====== Data extracts ======
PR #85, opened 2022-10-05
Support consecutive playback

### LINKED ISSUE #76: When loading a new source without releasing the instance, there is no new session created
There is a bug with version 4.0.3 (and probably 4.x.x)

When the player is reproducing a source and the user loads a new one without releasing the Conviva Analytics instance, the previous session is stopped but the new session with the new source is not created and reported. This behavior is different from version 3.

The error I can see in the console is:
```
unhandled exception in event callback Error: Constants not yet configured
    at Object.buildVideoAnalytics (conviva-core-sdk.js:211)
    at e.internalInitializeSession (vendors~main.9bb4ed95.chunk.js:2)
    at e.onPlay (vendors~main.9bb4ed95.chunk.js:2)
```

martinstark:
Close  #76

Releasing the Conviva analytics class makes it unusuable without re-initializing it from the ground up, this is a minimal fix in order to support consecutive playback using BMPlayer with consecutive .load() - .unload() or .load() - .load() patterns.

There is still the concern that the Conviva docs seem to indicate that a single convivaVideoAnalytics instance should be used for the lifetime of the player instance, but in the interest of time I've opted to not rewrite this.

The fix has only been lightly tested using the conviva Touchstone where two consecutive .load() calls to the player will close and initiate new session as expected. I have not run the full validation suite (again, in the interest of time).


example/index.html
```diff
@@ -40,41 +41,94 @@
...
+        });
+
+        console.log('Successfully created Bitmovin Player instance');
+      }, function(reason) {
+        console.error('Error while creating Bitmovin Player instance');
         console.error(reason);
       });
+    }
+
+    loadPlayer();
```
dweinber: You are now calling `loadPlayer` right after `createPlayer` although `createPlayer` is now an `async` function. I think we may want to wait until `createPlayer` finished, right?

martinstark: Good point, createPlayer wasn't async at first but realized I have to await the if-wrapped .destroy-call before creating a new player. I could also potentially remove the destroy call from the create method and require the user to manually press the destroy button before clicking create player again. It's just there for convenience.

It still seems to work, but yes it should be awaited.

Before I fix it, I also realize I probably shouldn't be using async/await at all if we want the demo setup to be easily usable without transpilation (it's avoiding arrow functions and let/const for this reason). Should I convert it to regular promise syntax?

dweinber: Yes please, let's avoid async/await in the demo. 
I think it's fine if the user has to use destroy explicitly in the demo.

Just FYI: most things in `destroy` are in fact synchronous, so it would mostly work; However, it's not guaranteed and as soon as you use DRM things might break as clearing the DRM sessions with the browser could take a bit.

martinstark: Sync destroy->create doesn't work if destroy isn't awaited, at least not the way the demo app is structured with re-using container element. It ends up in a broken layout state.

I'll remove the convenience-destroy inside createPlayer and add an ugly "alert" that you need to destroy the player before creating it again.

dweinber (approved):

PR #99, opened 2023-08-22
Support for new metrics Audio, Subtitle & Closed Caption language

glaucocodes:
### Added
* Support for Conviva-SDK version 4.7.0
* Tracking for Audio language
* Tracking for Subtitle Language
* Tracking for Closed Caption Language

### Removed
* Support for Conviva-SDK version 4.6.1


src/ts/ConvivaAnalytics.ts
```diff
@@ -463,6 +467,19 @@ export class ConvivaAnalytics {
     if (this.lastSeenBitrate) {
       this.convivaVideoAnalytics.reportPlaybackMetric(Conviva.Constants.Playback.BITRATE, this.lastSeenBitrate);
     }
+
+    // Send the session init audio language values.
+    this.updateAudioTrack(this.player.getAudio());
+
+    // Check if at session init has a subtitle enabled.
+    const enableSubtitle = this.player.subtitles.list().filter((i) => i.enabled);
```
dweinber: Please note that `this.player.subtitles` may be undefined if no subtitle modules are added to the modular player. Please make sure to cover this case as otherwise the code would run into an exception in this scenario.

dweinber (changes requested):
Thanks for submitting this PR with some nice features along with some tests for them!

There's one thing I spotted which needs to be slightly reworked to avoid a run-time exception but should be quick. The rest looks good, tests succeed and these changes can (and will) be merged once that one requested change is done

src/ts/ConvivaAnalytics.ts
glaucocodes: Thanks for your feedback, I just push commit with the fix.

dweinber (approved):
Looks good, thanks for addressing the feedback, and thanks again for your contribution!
======
When a line in the listing has the word "vendors", return that line.

    at e.internalInitializeSession (vendors~main.9bb4ed95.chunk.js:2)
    at e.onPlay (vendors~main.9bb4ed95.chunk.js:2)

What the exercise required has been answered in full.